*Task brief*
Return every record in full. Match each one exactly.

*Given entries*

PR #112, opened 2021-07-24
Implement PAT object

### LINKED ISSUE #107: Implement "PAT" object
see Updated Schema spreadsheet.

deb761:
# Changes
Called PublicAccessTest__c
Ordered layout
Added related records to Contact and Dog layouts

*Answer to this exercise*
PR #112, opened 2021-07-24
Implement PAT object

### LINKED ISSUE #107: Implement "PAT" object
see Updated Schema spreadsheet.

deb761:
# Changes
Called PublicAccessTest__c
Ordered layout
Added related records to Contact and Dog layouts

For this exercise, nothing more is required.